RUGGIERO FERNANDO MIGUEL; RODRIGUEZ-WALKER MACARENA; CAVIERES VIVIANA ; MARDONES GONZALO; DANIOTTI JOSE LUIS

Buenos Aires

Simposio; Third Argentinian Symposium on Glycobiology; 2019

UNSAM, IBYME, CIQUIBIC, IHEM, FIL

Golgi phosphoprotein 3 (GOLPH3) localizes to the Golgi complex. Several studies have shown that GOLPH3 modulates protein glycosylation. Glycolipids are also part of the glycocalyx of the cells.
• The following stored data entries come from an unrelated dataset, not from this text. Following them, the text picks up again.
Issue #411, opened 2016-11-01
make_span(...)?


rianquinn:
Is there a reason we don't have a make_span() helper to remove the need for declaring the template type? It would be similar to gsl::finally creating a final_act. It should not be needed once C++17 comes out, but it's going to be a couple of years before C++17 is out and usable by most of the people using this library so having a helper for now would certainly clean up the code a bit. 

Something like (not tested, or compiled)
```cpp
template <class T, class... Args>
inline auto make_span() {
    return span<T>{forward<Args>(args)...};
}
```

There would probably need to be a couple of these to handle the different types of spans, but it should be pretty simple to setup, and then the unit tests could be converted to use the `make_span` version instead to not only simplify them, but ensure the added API is complete

MikeGitb:
What would be the difference compared to the removed  `as_span` function we discussed in  #380?

rianquinn:
huh... I just assumed that as_span was something else, so I guess not much, other than I think `make_span` is more inline with the STL. 

I just added one to our downstream to see how it would work and it seems to work fine (the implementation is a little different than what I put above). It really helps to remove needless verbosity, as I use a lot of type aliases, so my type names can get pretty long.

MikeGitb:
Well - as I wrote in the other issue I also think it would be handy. If I understood neilmacintosh correctly he would probably accept a PR that provides such a function in a separate header.

rianquinn:
I saw that too (I think he said gsl_util), so I can work on upstreaming my changes once I get a chance. I'll likely update the unit tests to use the helpers instead of directly using span, as it tests both at the same time as a result. Also, not all of them will work, for example, the constructors that create a null span won't work since you don't have a type in the function definition to deduce, but for the ones we can do, I will write them, and update the tests as needed.

neilmacintosh:
@rianquinn The suggestion seems pretty reasonable to me. There is certainly plenty of precedent in the standard library for `make_` names and I do understand the convenience of the syntax. However, as I think I observed in a previous issue, the fancy new template constructor deduction feature (not the technical term) in C++17 may reduce the syntactic need for `make_span`.

Nonetheless, I think the addition would be a good one to help people out while we wait for C++17 to be finalized and then propagate through the world.

MikeGitb:
Stupid question: has anyone investigated, whether that c++17 feature would actually work for gsl::span's constructors, as they are overloaded, templated and use somewhat complicated enable_if expressions?

[...]

Issue #380, opened 2016-09-30
I did not find gsl::as_span.


efinegold:
I did not find funtion gsl::as_span. ( ...but I am s new user). Did you remove this function from the library?

neilmacintosh:
Hi @efinegold! The function still exists for `multi_span`, but as it is not part of the interface of `span` that is currently proposed for standardization, I left it out of `span`. In theory, there should be enough constructors to achieve what `as_span()` used to do.

MikeGitb:
> In theory, there should be enough constructors to achieve what as_span() used to do. 

Well, the main advantage of `as_span()` would be the automatic type deduction, but with c++17 that might no longer be an issue (haven't yet looked up the type deduction rules for templated constructors of templated classes).

rianquinn:
I think that applies to a lot of things in the GSL, `gsl::finally` being a great example of that.

neilmacintosh:
@MikeGitb, @rianquinn you are both correct on both counts. If there are painful spots, then I think it's best to wait for the template constructor type deduction changes in C++17 which should resolve most (all?) of them.

With that said, I could imagine adding `as_span()` back into a separate header (maybe `gsl_util`) to help people without C++17 support, or who face a persistent problem now and don't want to wait.

efinegold:
Thanks. Yes. It worked in some cases:

void reportInt(gsl::span<int> data)
{
	for (auto const item : data) std::cout << item << ' ';
	std::cout << std::endl;
}

int main()
{
int arr[] = { 100, 200, 300, 400, 500 };

MikeGitb:
@neilmacintosh: Well, it would certainly be handy to have them but imho nothing critical.

neilmacintosh:
Ok. Then I'll close this out for now. Feel free to reopen or open a new issue if someone hits something that is particularly annoying.

efinegold:
Sounds good. Thanks.
Ed.

PR #413, opened 2016-11-02
Add make_span()

rianquinn:
This patch provides a make_span function to simplify the
creation of spans until C++17 is available. In addtion
this patch updates the unit tests to includes tests that
verify this new functionality.

### DIFF
--- a/gsl/span
+++ b/gsl/span
@@ -632,6 +632,45 @@ as_writeable_bytes(span<ElementType, Extent> s) noexcept
     return {reinterpret_cast<byte*>(s.data()), s.size_bytes()};
 }
 
+//
+// make_span() - Utility functions for creating spans
+//
+template <class ElementType>
+span<ElementType>
+make_span(ElementType* ptr, typename span<ElementType>::index_type count)
+{ return span<ElementType>(ptr, count); }
+
+template <class ElementType>
+span<ElementType>
+make_span(ElementType* firstElem, ElementType* lastElem)
+{ return span<ElementType>(firstElem, lastElem); }
+
+template <class ElementType, size_t N>
+span<ElementType>
+make_span(ElementType (&arr)[N])
+{ return span<ElementType>(arr); }
+
+template <class Container>
+span<typename Container::value_type>
+make_span(Container &cont)
+{ return span<typename Container::value_type>(cont); }
+
+template <class Container>
+span<const typename Container::value_type>
+make_span(const Container &cont)
+{ return span<const typename Container::value_type>(cont); }
+
+template <class Ptr>
+span<typename Ptr::element_type>
+make_span(Ptr& cont, std::ptrdiff_t count)
+{ return span<typename Ptr::element_type>(cont, count); }
+
+template <class Ptr>
+span<typename Ptr::element_type>
+make_span(Ptr& cont)
+{ return span<typename Ptr::element_type>(cont); }
+
+
 // Specialization of gsl::at for span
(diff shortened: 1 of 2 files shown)


rianquinn:
Addresses the following issue:
https://github.com/Microsoft/GSL/issues/411

As well as:
https://github.com/Microsoft/GSL/issues/380

There is a circular reference issue if this code is added to gsl_util with narrow_cast so for now I left these functions in span's header (similar to std::memory which has the definition / implementation of unique_ptr with it's make functions right underneath).

tests/span_tests.cpp
```diff
@@ -204,6 +204,24 @@ SUITE(span_tests)
...
+
+        {
+            auto s = make_span(&arr[0], 2);
+            CHECK(s.length() == 2 && s.data() == &arr[0]);
+            CHECK(s[0] == 1 && s[1] == 2);
+        }
+
+        {
+            int* p = nullptr;
+            auto s = make_span(p, static_cast<span<int>::index_type>(0));
```
rianquinn: possibly, but I'm doing the same thing the non make_span test is doing to be consistent. To create the tests, I just cut / past all of the tests that apply and changed them to make_span to be sure that we hit everything

gsl/span
```diff
@@ -625,6 +625,34 @@ as_writeable_bytes(span<ElementType, Extent> s) noexcept
     return {reinterpret_cast<byte*>(s.data()), s.size_bytes()};
 }
 
+//
+// make_span() - Utility functions for creating spans
+//
+template <class ElementType>
+span<ElementType>
+make_span(ElementType *ptr, typename span<ElementType>::index_type &&count)
```
neilmacintosh: The `&&` seems unnecessary given count is a ptrdiff_t.

neilmacintosh: Nit: we put `*` next to the type name in GSL code.

gsl/span
```diff
@@ -625,6 +625,34 @@ as_writeable_bytes(span<ElementType, Extent> s) noexcept
...
+{ return span<ElementType>(ptr, std::forward<typename span<ElementType>::index_type>(count)); }
+
+template <class ElementType>
+span<ElementType>
+make_span(ElementType *firstElem, ElementType *lastElem)
+{ return span<ElementType>(firstElem, lastElem); }
+
+template <class ElementType, size_t N>
+span<ElementType>
+make_span(ElementType (&arr)[N])
```
neilmacintosh: no std::array overload?

gsl/span
```diff
@@ -625,6 +625,34 @@ as_writeable_bytes(span<ElementType, Extent> s) noexcept
...
+template <class Container>
+span<typename Container::value_type>
+make_span(Container &cont)
+{ return span<typename Container::value_type>(cont); }
+
+template <class Container>
+span<const typename Container::value_type>
+make_span(const Container &cont)
+{ return span<const typename Container::value_type>(cont); }
+
```
neilmacintosh: Do you think we should add overloads for `unique_ptr` and `shared_ptr` now we've added those ctors?

rianquinn: Yes, I will added these as part of the update.

rianquinn:
@neilmacintosh make_span has been updated to address you concerns. Let me know if there is anything else you would like me to do.

neilmacintosh:
Thanks very much for putting this togother @rianquinn. It looks good to me and I hope people find these convenience functions useful!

Changes in the glycosylation of these lipids were reported in many physiological as well as pathological conditions. However, is not known if GOLPH3 is involved in this regulation. To study the potential role of GOLPH3 in the metabolism of glycolipids, we generated a GOLPH3 knockdown T98G cell line (KD cells). A detailed analysis showed drastic changes in the volume and morphology of the Golgi complex associated to a downregulation of GD1a with an upregulation of GM1 gangliosides at the cell surface. Also, changes in sub-Golgi localization of ST3Gal-II (GD1a synthase) but not of 3GalT-IV (GM1 synthase) were observed, while no effects were seen in N-glycosylation or N-glycan remodeling of ST3Gal-II. Moreover, ST3Gal-II and 3GalT-IV were physically associated in CHO-K1 cells and GOLPH3 was part of this complex. In vivo association of ST3Gal-II and 3GalT-IV also occurred in T98G cells, but this interaction was decreased in T98G KD cells. Thus, GOLPH3 levels correlate with the expression of complex gangliosides in T98G cells. Alterations in the structure of the Golgi complex, in the localization of glycosyltransferases and/or in the association between these enzymes, directly or indirectly mediated by GOLPH3, may result in a dysregulation of ganglioside synthesis at the Golgi complex.